» **Activity**: Send every record back word for word.

» **Dataset excerpts**:

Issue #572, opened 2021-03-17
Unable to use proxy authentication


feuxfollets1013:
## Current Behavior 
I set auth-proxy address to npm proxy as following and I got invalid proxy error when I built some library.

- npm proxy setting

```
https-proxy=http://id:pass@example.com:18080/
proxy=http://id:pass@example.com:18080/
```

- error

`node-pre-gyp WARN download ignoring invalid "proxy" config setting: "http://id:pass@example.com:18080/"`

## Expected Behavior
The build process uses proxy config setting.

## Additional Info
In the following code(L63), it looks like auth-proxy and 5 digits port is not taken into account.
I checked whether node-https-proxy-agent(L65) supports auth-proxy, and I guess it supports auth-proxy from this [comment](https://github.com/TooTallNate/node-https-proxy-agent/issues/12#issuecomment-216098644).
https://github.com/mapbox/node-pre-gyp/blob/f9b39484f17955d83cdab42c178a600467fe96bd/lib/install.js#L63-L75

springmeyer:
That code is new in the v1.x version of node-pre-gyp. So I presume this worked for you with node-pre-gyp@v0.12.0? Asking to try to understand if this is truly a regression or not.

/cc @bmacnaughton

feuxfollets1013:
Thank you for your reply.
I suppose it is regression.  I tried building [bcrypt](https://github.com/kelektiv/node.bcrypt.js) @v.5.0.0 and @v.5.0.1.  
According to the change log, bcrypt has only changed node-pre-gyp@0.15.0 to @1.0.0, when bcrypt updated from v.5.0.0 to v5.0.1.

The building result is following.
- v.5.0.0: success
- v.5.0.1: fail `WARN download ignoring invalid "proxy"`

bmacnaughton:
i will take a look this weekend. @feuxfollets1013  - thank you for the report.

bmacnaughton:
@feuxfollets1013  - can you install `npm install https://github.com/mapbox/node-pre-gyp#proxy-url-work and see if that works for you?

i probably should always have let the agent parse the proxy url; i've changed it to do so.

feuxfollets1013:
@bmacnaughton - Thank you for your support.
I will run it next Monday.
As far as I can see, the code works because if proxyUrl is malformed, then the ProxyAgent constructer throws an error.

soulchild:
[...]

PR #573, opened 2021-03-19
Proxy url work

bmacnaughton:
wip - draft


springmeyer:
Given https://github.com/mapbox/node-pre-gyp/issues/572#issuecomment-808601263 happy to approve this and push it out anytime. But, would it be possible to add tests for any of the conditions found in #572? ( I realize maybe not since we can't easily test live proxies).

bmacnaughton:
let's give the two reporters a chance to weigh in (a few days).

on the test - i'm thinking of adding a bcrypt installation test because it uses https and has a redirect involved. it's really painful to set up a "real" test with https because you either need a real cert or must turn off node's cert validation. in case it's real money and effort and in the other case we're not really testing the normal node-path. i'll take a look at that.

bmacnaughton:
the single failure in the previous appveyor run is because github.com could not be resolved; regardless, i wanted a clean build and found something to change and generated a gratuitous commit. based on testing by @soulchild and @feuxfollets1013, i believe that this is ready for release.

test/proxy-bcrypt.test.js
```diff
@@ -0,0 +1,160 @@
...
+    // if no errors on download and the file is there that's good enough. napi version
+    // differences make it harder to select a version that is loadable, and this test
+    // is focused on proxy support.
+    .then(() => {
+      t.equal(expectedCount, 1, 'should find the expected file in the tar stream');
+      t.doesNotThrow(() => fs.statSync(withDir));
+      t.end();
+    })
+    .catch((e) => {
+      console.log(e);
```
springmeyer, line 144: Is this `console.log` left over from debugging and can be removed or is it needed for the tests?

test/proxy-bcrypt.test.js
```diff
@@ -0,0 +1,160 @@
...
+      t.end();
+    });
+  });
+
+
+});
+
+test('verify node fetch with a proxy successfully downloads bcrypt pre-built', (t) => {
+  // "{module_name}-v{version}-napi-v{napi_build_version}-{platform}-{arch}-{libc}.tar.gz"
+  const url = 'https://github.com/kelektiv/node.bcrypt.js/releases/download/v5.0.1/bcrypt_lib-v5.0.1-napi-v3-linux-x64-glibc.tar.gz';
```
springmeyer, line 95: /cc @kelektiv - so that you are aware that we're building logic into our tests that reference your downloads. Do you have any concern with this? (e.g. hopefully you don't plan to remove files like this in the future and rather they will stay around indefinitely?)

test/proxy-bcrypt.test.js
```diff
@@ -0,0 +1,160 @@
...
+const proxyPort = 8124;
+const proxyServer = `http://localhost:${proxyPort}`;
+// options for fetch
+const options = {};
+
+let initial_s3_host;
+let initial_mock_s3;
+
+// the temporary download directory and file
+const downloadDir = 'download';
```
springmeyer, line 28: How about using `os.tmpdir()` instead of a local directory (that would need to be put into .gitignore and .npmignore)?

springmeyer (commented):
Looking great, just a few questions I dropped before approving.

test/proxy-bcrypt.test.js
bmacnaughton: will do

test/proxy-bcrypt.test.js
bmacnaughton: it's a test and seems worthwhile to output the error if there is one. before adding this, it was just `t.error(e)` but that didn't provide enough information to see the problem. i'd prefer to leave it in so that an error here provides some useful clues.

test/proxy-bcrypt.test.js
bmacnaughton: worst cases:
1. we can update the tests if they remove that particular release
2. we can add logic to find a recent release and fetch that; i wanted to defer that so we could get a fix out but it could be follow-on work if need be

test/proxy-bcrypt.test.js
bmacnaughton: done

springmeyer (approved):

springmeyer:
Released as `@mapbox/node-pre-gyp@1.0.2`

» **Result for this exercise**:
Issue #572, opened 2021-03-17
Unable to use proxy authentication


feuxfollets1013:
## Current Behavior 
I set auth-proxy address to npm proxy as following and I got invalid proxy error when I built some library.

- npm proxy setting

```
https-proxy=http://id:pass@example.com:18080/
proxy=http://id:pass@example.com:18080/
```

- error

`node-pre-gyp WARN download ignoring invalid "proxy" config setting: "http://id:pass@example.com:18080/"`

## Expected Behavior
The build process uses proxy config setting.

## Additional Info
In the following code(L63), it looks like auth-proxy and 5 digits port is not taken into account.
I checked whether node-https-proxy-agent(L65) supports auth-proxy, and I guess it supports auth-proxy from this [comment](https://github.com/TooTallNate/node-https-proxy-agent/issues/12#issuecomment-216098644).
https://github.com/mapbox/node-pre-gyp/blob/f9b39484f17955d83cdab42c178a600467fe96bd/lib/install.js#L63-L75

springmeyer:
That code is new in the v1.x version of node-pre-gyp. So I presume this worked for you with node-pre-gyp@v0.12.0? Asking to try to understand if this is truly a regression or not.

/cc @bmacnaughton

feuxfollets1013:
Thank you for your reply.
I suppose it is regression.  I tried building [bcrypt](https://github.com/kelektiv/node.bcrypt.js) @v.5.0.0 and @v.5.0.1.  
According to the change log, bcrypt has only changed node-pre-gyp@0.15.0 to @1.0.0, when bcrypt updated from v.5.0.0 to v5.0.1.

The building result is following.
- v.5.0.0: success
- v.5.0.1: fail `WARN download ignoring invalid "proxy"`

bmacnaughton:
i will take a look this weekend. @feuxfollets1013  - thank you for the report.

bmacnaughton:
@feuxfollets1013  - can you install `npm install https://github.com/mapbox/node-pre-gyp#proxy-url-work and see if that works for you?

i probably should always have let the agent parse the proxy url; i've changed it to do so.

feuxfollets1013:
@bmacnaughton - Thank you for your support.
I will run it next Monday.
As far as I can see, the code works because if proxyUrl is malformed, then the ProxyAgent constructer throws an error.

soulchild:
[...]

PR #573, opened 2021-03-19
Proxy url work

bmacnaughton:
wip - draft


springmeyer:
Given https://github.com/mapbox/node-pre-gyp/issues/572#issuecomment-808601263 happy to approve this and push it out anytime. But, would it be possible to add tests for any of the conditions found in #572? ( I realize maybe not since we can't easily test live proxies).

bmacnaughton:
let's give the two reporters a chance to weigh in (a few days).

on the test - i'm thinking of adding a bcrypt installation test because it uses https and has a redirect involved. it's really painful to set up a "real" test with https because you either need a real cert or must turn off node's cert validation. in case it's real money and effort and in the other case we're not really testing the normal node-path. i'll take a look at that.

bmacnaughton:
the single failure in the previous appveyor run is because github.com could not be resolved; regardless, i wanted a clean build and found something to change and generated a gratuitous commit. based on testing by @soulchild and @feuxfollets1013, i believe that this is ready for release.

test/proxy-bcrypt.test.js
```diff
@@ -0,0 +1,160 @@
...
+    // if no errors on download and the file is there that's good enough. napi version
+    // differences make it harder to select a version that is loadable, and this test
+    // is focused on proxy support.
+    .then(() => {
+      t.equal(expectedCount, 1, 'should find the expected file in the tar stream');
+      t.doesNotThrow(() => fs.statSync(withDir));
+      t.end();
+    })
+    .catch((e) => {
+      console.log(e);
```
springmeyer, line 144: Is this `console.log` left over from debugging and can be removed or is it needed for the tests?

test/proxy-bcrypt.test.js
```diff
@@ -0,0 +1,160 @@
...
+      t.end();
+    });
+  });
+
+
+});
+
+test('verify node fetch with a proxy successfully downloads bcrypt pre-built', (t) => {
+  // "{module_name}-v{version}-napi-v{napi_build_version}-{platform}-{arch}-{libc}.tar.gz"
+  const url = 'https://github.com/kelektiv/node.bcrypt.js/releases/download/v5.0.1/bcrypt_lib-v5.0.1-napi-v3-linux-x64-glibc.tar.gz';
```
springmeyer, line 95: /cc @kelektiv - so that you are aware that we're building logic into our tests that reference your downloads. Do you have any concern with this? (e.g. hopefully you don't plan to remove files like this in the future and rather they will stay around indefinitely?)

test/proxy-bcrypt.test.js
```diff
@@ -0,0 +1,160 @@
...
+const proxyPort = 8124;
+const proxyServer = `http://localhost:${proxyPort}`;
+// options for fetch
+const options = {};
+
+let initial_s3_host;
+let initial_mock_s3;
+
+// the temporary download directory and file
+const downloadDir = 'download';
```
springmeyer, line 28: How about using `os.tmpdir()` instead of a local directory (that would need to be put into .gitignore and .npmignore)?

springmeyer (commented):
Looking great, just a few questions I dropped before approving.

test/proxy-bcrypt.test.js
bmacnaughton: will do

test/proxy-bcrypt.test.js
bmacnaughton: it's a test and seems worthwhile to output the error if there is one. before adding this, it was just `t.error(e)` but that didn't provide enough information to see the problem. i'd prefer to leave it in so that an error here provides some useful clues.

test/proxy-bcrypt.test.js
bmacnaughton: worst cases:
1. we can update the tests if they remove that particular release
2. we can add logic to find a recent release and fetch that; i wanted to defer that so we could get a fix out but it could be follow-on work if need be

test/proxy-bcrypt.test.js
bmacnaughton: done

springmeyer (approved):

springmeyer:
Released as `@mapbox/node-pre-gyp@1.0.2`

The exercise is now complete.